Let's analyze the problem you've presented.

(a) Best Point Estimate

The best point estimate for the population mean, based on the sample, is simply the sample mean. Therefore:

• The best point estimate for the population mean is 500.

(b) Determine the Appropriate Distribution

Now, let's consider the sampling scenarios mentioned in the table, though the exact text from the table isn't entirely visible. The decision to use the Z-distribution or t-distribution depends on two factors:

1. Sample Size (n):

   • If $n$ is large (usually $n \geq 30$), the Z-distribution is typically used, even if the population standard deviation is unknown.
   • If $n$ is small ($n < 30$), the t-distribution should be used when the population standard deviation is unknown.

2. Population Standard Deviation ($\sigma$):

   • If the population standard deviation is known, regardless of the sample size, the Z-distribution is used.
   • If the population standard deviation is unknown, and $n < 30$, the t-distribution is used.

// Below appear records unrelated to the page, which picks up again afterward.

PR #493, opened 2020-09-16
Update chapter on using continuous aggregates

mkindahl:
Updates to chapter on using continuous aggregates with the new syntax.

### DIFF
--- a/using-timescaledb/continuous-aggregates.md
+++ b/using-timescaledb/continuous-aggregates.md
@@ -18,15 +18,280 @@ re-calculate all of the data on every refresh. Only new and/or
 invalidated data will be calculated.  Since this re-aggregation is
 automatic, it doesn’t add any maintenance burden to your database.
 
-**How it Works:** A *materialization background job* regularly takes
-raw data from the hypertable and computes a partial aggregate that it
-stores (materializes) in the continuous aggregate.
-So whenever new data is inserted, updated, or deleted in the hypertable, the
-continuous aggregate will automatically decide what data needs to be
-re-materialized, and it schedules a re-materialization to happen the next time
-the background job runs. This way, the materalization is kept mostly
-up-to-date to the raw data (and the recency and frequency of these tasks
-are fully configurable; more below).
+### An introductory example [](quick-start)
+
+As a quick introductory example, let's create a hypertable
+`conditions` containing temperature data for devices and a continuous
+aggregate to compute the daily average, minimum, and maximum
+temperature. Start off by creating the hypertable and populate it with
+some random data:
+
+```sql
+CREATE TABLE conditions (
+      time TIMESTAMPTZ NOT NULL,
+      device INTEGER NOT NULL,
+      temperature FLOAT NOT NULL,
+      PRIMARY KEY(time, device)
+);
+SELECT * FROM create_hypertable('conditions', 'time', 'device', 3);
+
+INSERT INTO conditions
+SELECT time, (random()*30)::int, random()*80 - 40
+FROM generate_series(TIMESTAMP '2020-01-01 00:00:00',
+     		     TIMESTAMP '2020-06-01 00:00:00',
+		     INTERVAL '10 min') AS time;
+```
+
+You can then create a continuous aggregate view to compute the daily
+average, minimum, and maximum temperature:
+
+```sql
+CREATE MATERIALIZED VIEW conditions_summary_hourly
+WITH (timescaledb.continuous) AS
+SELECT device,
+       time_bucket(INTERVAL '1 hour', time) AS bucket,
+       AVG(temperature),
+       MAX(temperature),
+       MIN(temperature)
+FROM conditions
+GROUP BY device, bucket;
+```
+
+Lastly, you should add a policy to ensure that the continuous
+aggregate is refreshed on a regular basis.
+
+```sql
+SELECT add_continuous_aggregate_policy('conditions_summary_hourly',
+	start_offset => INTERVAL '1 month',
+	end_offset => INTERVAL '1 h',
+	schedule_interval => INTERVAL '5 min');
+```
+
+In this case, the continuous aggregate will be refreshed every hour
+and refresh the last month's data.
+
+You can now run a normal `SELECT` on the continuous aggregate and it
+will give you the aggregated data, for example, to select the daily
+averages for device 1 during the first three months:
+
+```sql
+SELECT bucket, avg
+  FROM conditions_summary_hourly
+ WHERE device = 1 AND bucket BETWEEN '2020-01-01' AND '2020-03-31'
+ORDER BY bucket;
+```
+
+### A detailed look at continuous aggregate views [](detailed-look)
+
+As shown above, creating a refreshing [continuous
+aggregate][api-continuous-aggs] is a two-step process. First, one
+needs to create a continuous aggregate view of the data using [`CREATE
+MATERIALIZED VIEW`][postgres-createview] with the
+`timescaledb.continuous` option. Second, a continuous aggregate
+policy needs to be created to keep it refreshed.
+
+You can create several continuous aggregates for the same
+hypertable. For example, we could create another continuous aggregate
+view that summarizes the hourly data.
+
+```sql
+CREATE MATERIALIZED VIEW conditions_summary_daily
+WITH (timescaledb.continuous) AS
+SELECT device,
+       time_bucket(INTERVAL '1 day', time) AS bucket,
+       AVG(temperature),
+       MAX(temperature),
+       MIN(temperature)
+FROM conditions
+GROUP BY device, bucket;
+
+-- Create the policy
+SELECT add_continuous_aggregate_policy('conditions_summary_daily',
+	start_offset => INTERVAL '1 month',
+	end_offset => INTERVAL '1 day',
+	schedule_interval => INTERVAL '1 hour');
+```
+
+A `time_bucket` on the time partitioning column of the hypertable is
+required in all continuous aggregate views. If you do not provide one,
+you will get an error.
+
+When the view is created, it will (by default) be populated with data
+so that it contains the aggregates computed across the entire
+`conditions` hypertable.
+
+It might, however, not always be desirable to populate the continuous
+aggregate. If the amount of data in `conditions` is large and new data
+is continuously being added, it is usually more meaningful to control
+the order in which the data is refreshed or combine manual refresh
+with a policy. For example, it might be more interesting to see the
+recent data but historical data can be deferred to later. In those
+cases, the `WITH NO DATA` option can be used to avoid aggregating the
+data during creation.
+
+You could then add a policy to control the refresh of the recent data,
+and also run manual refreshes using
+[`refresh_continuous_aggregate`][refresh_continuous_aggregate] to
+refresh the historical data in a controlled manner. For example, to
+refresh one month of data you could write:
+
+```sql
+CALL refresh_continuous_aggregate('conditions_summary_hourly', '2020-05-01', '2020-06-01');
+```
+
+Unlike a regular materialized view, the refresh will only recompute
+the data within the window that has changed in the underlying
+hypertable since the last refresh. Therefore, if only a few buckets
+need updating, then the refresh is quick.
+
+Note that the end range is exclusive and aligned to the buckets of the
+continuous aggregate, so this will refresh only the buckets that are
+fully in the date range `['2020-05-01', '2020-06-01')`, that is, up to
+but not including `2020-06-01`. While it is possible to use `NULL` to
+indicate an open-ended range, we do not in general recommend using
+it. For more information, see the [Advanced Usage](#advanced-usage)
+section below.
+
+However, note that this might materialize a lot of data, can affect
+other policies such as the data retention, and affects write
+amplification, so it should only be used rarely.
+
+Continuous aggregates are supported for most aggregates that can be
+[parallelized by PostgreSQL][postgres-parallel-agg], which includes
+the normal aggregation functions like `SUM` and `AVG`. However,
+aggregates using `ORDER BY` and `DISTINCT` cannot be used with
+continuous aggregates since they are not possible to parallelize by
+PostgreSQL. In addition, TimescaleDB continuous aggregates does not
+currently support the `FILTER` clause (not to be confused with
+`WHERE`) even though it is possible to parallelize but we might add
+support for this in a future version.
+
+#### Automatic refresh with a continuous aggregate policy
+
+You can refresh the continuous aggregate view manually as mentioned
+above, but you can also automate the refresh by adding a continuous
+aggregate policies to automatically refresh data.
+
+There are a few situations that you might want to automate:
+
+- You want the continuous aggregate and the hypertable to be in sync,
+  even when data is removed from the hypertable.
+- You want to aggregate data from the hypertable into the continuous
+  aggregate but want to keep the aggregated data in the continuous
+  aggregate when removing data from the hypertable.
+
+These cases can be automatied using a *continuous aggregate policy*,
+which are added using the function
+[`add_continuous_aggregate_policy`][add-continuous-aggregate-policy].
+
+This function takes takes three arguments:
+
+- The parameter `start_interval` indicate the start of the refresh
+  window relative to the current time when the policy executes.
+- The parameter `end_interval` indicate the end of the refresh window
+  relative to the current time when the policy executes.
+- The parameter `schedule_interval` indicate the refresh interval in
+  wall-clock time.
+
+Similar to the `refresh_continuous_aggregate` function, providing
+`NULL` to `start_interval` or `end_interval` makes the range
+open-ended and will extend to the beginning or end of time,
+respectively.
+
+For example, to create a policy for `conditions_summary_hourly` that
+keeps the continuous aggregate up to date with the underlying
+hypertable `conditions` and run every hour, you would write:
+
+```sql
+SELECT add_continuous_aggregate_policy('conditions_summary_hourly',
+	start_interval => NULL,
+	end_interval => INTERVAL '1 h',
+	schedule_interval => INTERVAL '1 h');
+```
+
+This will ensure that all data in the continuous aggregate is up to
+date with the hypertable except the last hour and also ensure that we
+do not try to refresh the last bucket of the continuous
+aggregate. Since we give an open-ended `start_interval`, any data that
+is removed from `conditions` (for example, by using `DELETE` or
+[`drop_chunks`][api-drop-chunks]) will also be removed from
+`conditions_summary_hourly`. In effect, the continuous aggregate will
+always reflect the data in the underlying hypertable.
+
+If you instead want to keep the continuous aggregate up to date for
+say only the last 30 days.  the continuous aggregate even if it is
+removed from the underlying hypertable, you can set a range for the
+`start_interval`. For example, if you have a [data retention
+policy][sec-data-retention] that removed data older than one month,
+you can set `start_interval` to one month (or less) and thereby not
+refresh data older than one month, which includes data that is
+removed.
+
+```sql
+SELECT add_continuous_aggregate_policy('conditions_summary_hourly',
+	start_interval => INTERVAL '1 month',
+	end_interval => INTERVAL '1 h',
+	schedule_interval => INTERVAL '1 h');
+```
+
+>:WARNING: It is important to consider data retention policies when
+>setting up continuous aggregate policies. If the continuous aggregate
+>policy window covers data that is removed by the data retention
+>policy, the aggregates for those buckets will be refreshed and
+>consequently the data will be removed. For example, if you have a
+>data retention policy that will remove all data older than 2 weeks,
+>the continuous aggregate policy above will only have data for the
+>last two weeks. A more reasonable data retention policy for this case
+>would then be to remove data that is older than 1 month.
+>
+>You can read more about data retention with continuous aggregates in
+>the [*Data retention*][sec-data-retention] section.
+
+Time-series data is typically ordered, so it is usually the last
+bucket that gets most of the updates. Recomputing the last bucket when
+new data arrives negates many of the benefits of using continuous
+aggregation. Older buckets rarely get updated and are usually
+aggregated only once.
+
+As a result, it is recommended to configure continuous aggregate
+policies with a positive `end_interval`, that is, the materialization
+will lag behind the most recent time by this amount. A recommended
+value is at least one time bucket.
+
+A continuous aggregate may be dropped by using the `DROP MATERIALIZED
+VIEW` command. It does not affect the data in the hypertable from
+which the continuous aggregate is derived (`conditions` in the example
+above).
+
+```sql
+DROP MATERIALIZED VIEW conditions_summary_hourly;
+```
+
+---
+
+### Using Continuous Aggregates [](using)
+
+To query data from a continuous aggregate, use a `SELECT` query on
+the continuous aggregate view. For instance, you can get the average,
+minimum, and maximum for the first quarter of 2020 for device 5:
+
+```sql
+SELECT * FROM conditions_summary_hourly
+WHERE device = 5
+  AND bucket >= '2020-01-01' AND bucket < '2020-04-01';
+```
+
+Or we can do more complex queries on the aggregates themselves, for instance, if
+we wanted to know the top 20 largest metric spreads in that quarter, we could do
+something like:
+```sql
+SELECT * FROM conditions_summary_hourly
+WHERE max - min > 1800
+  AND bucket >= '2020-01-01' AND bucket < '2020-04-01'
+ORDER BY bucket DESC, device_id DESC LIMIT 20;
+```
+
+---
 
 ### Real-Time Aggregates [](real-time-aggregates)
 
@@ -40,7 +305,7 @@ results while still enjoying the speedups of pre-computing a large
 portion of the result.
 
 As an example, continuous aggregates _without_ this real-time capability make
-it really fast to get aggregate answers by precomputing these values (such as
+it really fast to get aggregate answers by pre-computing these values (such as
 the min/max/average value over each hour). This way, if you are collecting raw
 data every second, querying hourly data over the past week means reading 24 x 7
 = 168 values from the database, as opposed to processing 60 x 60 x 24 x 7 =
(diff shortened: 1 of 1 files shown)


using-timescaledb/continuous-aggregates.md
```diff
@@ -139,19 +139,67 @@ PostgreSQL. In addition, TimescaleDB continuous aggregates does not
 currently support the `FILTER` clause even though it is possible to
 parallelize but we might add support for this in a future version.
 
+#### Creating a continuous aggregate without refreshing it
```
erimatnor, line 142: Do we really need a separate section for this? Ii seems quite repetitive and I think we can just  cover this in the previous section.  I mean, to some extent it already mentions it:  "When the view is created, it will (by default) be refreshed so that it..." We can just continue with "Add the WITH NO DATA option to avoid materializing the view on creation. This might be preferred when there's a lot of data to materialize or the continuous aggregate is created as part of transaction block."

Otherwise we are just repeating pretty much the same example over-and-over again.

using-timescaledb/continuous-aggregates.md
```diff
@@ -139,19 +139,67 @@ PostgreSQL. In addition, TimescaleDB continuous aggregates does not
...
+
+The policy will refresh a sliding window of the continuous aggregate
+that is given by a start and end interval, which are relative to
+[`CLOCK_TIMESTAMP`][clock_timestamp]. In the same was as for the
+`refresh_continuous_aggregate` function, providing `NULL` to either of
+the intervals will make it open-ended.
+
+The `schedule_interval` tells how often the policy job should run, so
+the most recent value in the continuous aggregate will be in the range
+`[end_interval, end_interval+schedule_interval)` relative to the
```
erimatnor, line 188: Maybe it is easier to say that the most recent bucket lags behind at most `schedule_interval+end_interval` (given that there is data to materialize in that bucket).

using-timescaledb/continuous-aggregates.md
```diff
@@ -203,80 +252,13 @@ Each continuous aggregate uses the *bucket width* of the `time_bucket`
...
-`ignore_invalidation_older_than` to `30 days` and can then drop old
-chunks from the table using `drop_chunks`:
-
-```sql
-ALTER VIEW device_readings SET (
-  timescaledb.ignore_invalidation_older_than = '30 days'
-);
-SELECT drop_chunks(INTERVAL '30 days', 'device_readings')
-```
+As a result, the materialization lags behind by one bucket and up to
```
erimatnor, line 259: This seems to repeat (or be related to) the ``[end_interval, end_interval+schedule_interval)` thing above. Maybe remove/harmonize.

using-timescaledb/continuous-aggregates.md
```diff
@@ -459,23 +412,25 @@ hypertable. For instance, we may want to set the materialization hypertable's
...
+the database will automatically create composite indexes on each
+column specified in the `GROUP BY` combined with the `time_bucket`
+column (i.e. in our example, we would create an index on `{device_id,
+bucket}` and if we had grouped by other columns, `foo` and `bar`, we
+would also create indexes on `{foo, bucket}` and `{bar,
+bucket}`). Setting `timescaledb.create_group_indexes` to `false` when
+creating the view will prevent this.  If we want to create additional
+indexes or drop some of the default ones, we can do so by creating or
+dropping the appropriate indexes on the materialization hypertable
+directly.
```
erimatnor, line 425: Add that the name of the materialization table is found in the `continuous_aggregates` view?

using-timescaledb/continuous-aggregates.md
```diff
@@ -522,35 +479,39 @@ or have other areas you think we should work on, please get in touch via our
 [GitHub][timescale-github] or [Slack][support-slack].
 
 
-**Parallelized Materializations:**
-Currently, materializations are populated by a single background worker per job.
-We plan to enable multiple workers to be launched to perform a single
-materialization. This can be especially helpful in the initial population of the
-continuous aggregate, if it's created after the raw hypertable has a significant
-amount of data.
+**Parallelized Materializations:** Currently, materializations are
```
erimatnor, line 482: I am wondering if we should remove the whole Future Work. Maybe replace with "Limitations".

It seems slightly odd to me to give this kind of roadmap that we aren't sure about when and if we will deliver on.

erimatnor (commented):
* The section on `REFRESH MATERIALIZED VIEW` needs to be updated. Still mentions that a background job will run, which is no longer true (actually don't think it was true previously either). We might also decide to block this command, but I guess we'll keep for now. We should also add a note/warning that this will refresh the entire aggregate and that we recommend `referesh_continuous_aggregate` that gives more control (e.g., to reduce write amplification by not moving the invalidation threshold further than necessary).
* `max_interval_per_job` is still mentioned in several places.
* The "Continuous Aggregates" section intro seems out-of-date. It mentions that manual refreshing is not needed. While still true, the intro doesn't give the right impression since manual refreshing is no possible and policies are optional.
* For the rest, I left inline comments.

using-timescaledb/continuous-aggregates.md
```diff
@@ -139,19 +139,67 @@ PostgreSQL. In addition, TimescaleDB continuous aggregates does not
...
+       time_bucket(INTERVAL '1 day', time) AS bucket,
+       AVG(temperature),
+       MAX(temperature),
+       MIN(temperature)
+FROM conditions
+GROUP BY device, bucket
+WITH NO DATA;
+```
+
+#### Add a continuous aggregate policy
```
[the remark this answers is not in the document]
mkindahl: Per Mike's suggestion, I think a brief example in the beginning with just the basic nuts and bolts might handle that. Let me see if I can reorder this section and still keep it together.

using-timescaledb/continuous-aggregates.md
```diff
@@ -203,80 +252,13 @@ Each continuous aggregate uses the *bucket width* of the `time_bucket`
...
-
-```sql
-ALTER VIEW device_readings SET (
-  timescaledb.ignore_invalidation_older_than = '30 days'
-);
-SELECT drop_chunks(INTERVAL '30 days', 'device_readings')
-```
+As a result, the materialization lags behind by one bucket and up to
+an additional `schedule_interval` as a result of the job not running
+continuously.
```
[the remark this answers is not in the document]
mkindahl: This was there before, I just reformatted. Will take closer look at it. I was not very happy with several sections of the text, but was unsure where to draw the line regarding a re-write.

using-timescaledb/continuous-aggregates.md
mkindahl: All for removing the future work section, I do not think we should have any of those at all since they are hard to keep accurate.

mkindahl:
>     * The section on `REFRESH MATERIALIZED VIEW` needs to be updated. Still mentions that a background job will run, which is no longer true (actually don't think it was true previously either). We might also decide to block this command, but I guess we'll keep for now. We should also add a note/warning that this will refresh the entire aggregate and that we recommend `referesh_continuous_aggregate` that gives more control (e.g., to reduce write amplification by not moving the invalidation threshold further than necessary).

I have moved these changes to the PR #496 and will update the API documentation there.

>     * `max_interval_per_job` is still mentioned in several places.

In order to make the changes manageable, I am focusing on the using chapter in this PR. There is no mention of `max_interval_per_job` in that file.
 
>     * The "Continuous Aggregates" section intro seems out-of-date. It mentions that manual refreshing is not needed. While still true, the intro doesn't give the right impression since manual refreshing is no possible and policies are optional.

The section is in dire need of a rewrite, but I am reluctant to invest a lot of time in making drastic changes unless there is a general approval of doing a drastic rewrite.

>     * For the rest, I left inline comments.

using-timescaledb/continuous-aggregates.md
mkindahl: Reworded.

using-timescaledb/continuous-aggregates.md
```diff
@@ -139,19 +139,67 @@ PostgreSQL. In addition, TimescaleDB continuous aggregates does not
...
+The policy will refresh a sliding window of the continuous aggregate
+that is given by a start and end interval, which are relative to
+[`CLOCK_TIMESTAMP`][clock_timestamp]. In the same was as for the
+`refresh_continuous_aggregate` function, providing `NULL` to either of
+the intervals will make it open-ended.
+
+The `schedule_interval` tells how often the policy job should run, so
+the most recent value in the continuous aggregate will be in the range
+`[end_interval, end_interval+schedule_interval)` relative to the
+current time.
```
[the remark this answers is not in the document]
mkindahl: Isn't that obvious?

api.md
```diff
@@ -1835,16 +1797,16 @@ all the updates to the hypertable.
 
 ---
 
-## DROP VIEW (Continuous Aggregate) :community_function: [](continuous_aggregate-drop_view)
-Continuous aggregate views can be dropped using `DROP VIEW` statement.
+## DROP MATERIALIZED VIEW (Continuous Aggregate) :community_function: [](continuous_aggregate-drop_view)
+Continuous aggregate views can be dropped using `DROP MATERIALIZED VIEW` statement.
```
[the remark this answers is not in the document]
mkindahl: This was partially updated as a result of changes to the Using chapter. I decided to move all the changes to a separate PR since I expected large changes.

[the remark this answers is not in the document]
mkindahl: Updated the section on `DROP MATERIALIZED VIEW` in #496. I have tested that it works without `CASCADE`.  It is not pushed yet.

api.md
```diff
@@ -1854,7 +1816,7 @@ DROP VIEW <view_name> CASCADE;
 #### Sample Usage [](continuous_aggregate-drop_view-examples)
 Drop existing continuous aggregate.
 ```sql
-DROP VIEW contagg_view CASCADE;
+DROP MATERIALIZED VIEW contagg_view CASCADE;
```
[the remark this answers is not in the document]
mkindahl: Removed in #496. Not pushed yet.

api.md
```diff
@@ -1644,17 +1644,17 @@ at predefined intervals and materialize the results. This is suitable for
...
-*  [ALTER VIEW](#continuous_aggregate-alter_view)
+*  [CREATE MATERIALIZED VIEW](#continuous_aggregate-create_view)
+*  [ALTER MATERIALIZED VIEW](#continuous_aggregate-alter_view)
 *  [REFRESH MATERIALIZED VIEW](#continuous_aggregate-refresh_view)
-*  [DROP VIEW](#continuous_aggregate-drop_view)
+*  [DROP MATERIALIZED VIEW](#continuous_aggregate-drop_view)
 
-## CREATE VIEW (Continuous Aggregate) :community_function: [](continuous_aggregate-create_view)
-`CREATE VIEW` statement is used to create continuous aggregates.
+## CREATE MATERIALIZED VIEW (Continuous Aggregate) :community_function: [](continuous_aggregate-create_view)
```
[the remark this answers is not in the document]
mkindahl: Added to #496.

api.md
```diff
@@ -1799,13 +1767,7 @@ ALTER VIEW <view_name> SET ( timescaledb.option =  <value> )
...
 Set the max interval processed by a materializer job (that updates the continuous aggregate) to 1 week.
 ```sql
-ALTER VIEW contagg_view SET (timescaledb.max_interval_per_job = '1 week');
-```
-Set the refresh lag to 1 hour, the refresh interval to 30 minutes and the max
-interval processed by a job to 1 week for the continuous aggregate.
-```sql
-ALTER VIEW contagg_view SET (timescaledb.refresh_lag = '1h', timescaledb.max_interval_per_job = '1 week', timescaledb.refresh_interval = '30m');
-
+ALTER MATERIALIZED VIEW contagg_view SET (timescaledb.max_interval_per_job = '1 week');
```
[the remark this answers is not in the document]

using-timescaledb/continuous-aggregates.md
```diff
@@ -18,118 +18,127 @@ re-calculate all of the data on every refresh. Only new and/or
...
+
+As you saw above, creating a refreshing [continuous
+aggregate][api-continuous-aggs] consists of creating a continuous
+aggregate view of the data using [`CREATE MATERIALIZED
+VIEW`][postgres-createview] with the `timescaledb.continuous` and
+adding a continuous aggregate policy for the continuous aggregate to
+keep it refreshed.
+
+You can create several continuous aggregates for the same
+hypertable. For example: to create a continuous aggregate view is
```
gayyappan, line 93: I think you mean in additiona to the earlier cagg ( the previous example) . Could make that more explicit. 
```suggestion
hypertable. For example, we could create another continuous aggregate view that summarizes the hourly data.
```

using-timescaledb/continuous-aggregates.md
```diff
@@ -18,118 +18,127 @@ re-calculate all of the data on every refresh. Only new and/or
...
-You can then use [`CREATE VIEW`][api-continuous-aggs-create] to create
-a continuous aggregate using the `timescaledb.continuous` view
-option. This view aggregates the temperatures into hourly buckets
-using the [`time_bucket`][time-bucket] function.
+You can then create a continuous aggregate view to compute the daily
+average, minimum, and maximum temperature:
 
 ```sql
-CREATE VIEW conditions_summary_hourly
+CREATE MATERIALIZED VIEW conditions_summary_daily
```
gayyappan, line 49: Do we want to set materialized_only = true here?

using-timescaledb/continuous-aggregates.md
```diff
@@ -18,118 +18,127 @@ re-calculate all of the data on every refresh. Only new and/or
...
+changes to the hypertable and want to refresh an interval, you can
+explicity refresh it by calling
+[`refresh_continuous_aggregate`][refresh_continuous_aggregate] and
+give the range you want to refresh:
+
+```sql
+CALL refresh_continuous_aggregate('conditions_summary_daily, '2020-05-01', '2020-06-01');
+```
+
+Note that the end range is exclusive, so this will refresh the date
```
gayyappan, line 129: Need a note somewhre that all refreshes are bucket aligned. (perhaps advanced topics section?)

using-timescaledb/continuous-aggregates.md
```diff
@@ -18,118 +18,127 @@ re-calculate all of the data on every refresh. Only new and/or
...
+A `time_bucket` on the time partitioning column of the hypertable is
+required in all continuous aggregate views. If you do not provide one,
+you will get an error.
+
+When the view is created, it will (by default) be refreshed so that it
+contain an aggregate of the current data in `conditions`. If you make
+changes to the hypertable and want to refresh an interval, you can
+explicity refresh it by calling
+[`refresh_continuous_aggregate`][refresh_continuous_aggregate] and
+give the range you want to refresh:
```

Based on this, I'll attempt to match these rules with the parts of the table that are visible.

Sampling Scenarios:

1. Scenario 1: The sample size $n \geq 30$, and the population standard deviation is known.

   • Use the Z-distribution.

2. Scenario 2: The sample size $n < 30$, and the population is normally distributed, and the population standard deviation is unknown.

   • Use the t-distribution.

3. Scenario 3: The sample size $n \geq 30$, and the population standard deviation is unknown.

   • Use the Z-distribution.

If these scenarios align with the situations in the table, you would choose the corresponding distribution based on the conditions given.

Would you like to go over any specific scenario in more detail?

Related Questions:

1. What would be the effect on the confidence interval if the confidence level was 95% instead of 90%?
2. How does the sample size influence the width of the confidence interval?
3. Why is the t-distribution used instead of the Z-distribution for small sample sizes?
4. How does knowing the population standard deviation affect the confidence interval calculation?
5. What assumptions must be met to use the t-distribution for constructing confidence intervals?
6. How would the confidence interval change if the sample standard deviation was larger?
7. Can you use the Z-distribution if the population is not normally distributed?
8. What is the interpretation of the confidence interval in the context of this problem?

Tip:

Remember, the t-distribution is more "spread out" than the Z-distribution, especially for smaller sample sizes. This accounts for the added uncertainty in estimating the population standard deviation.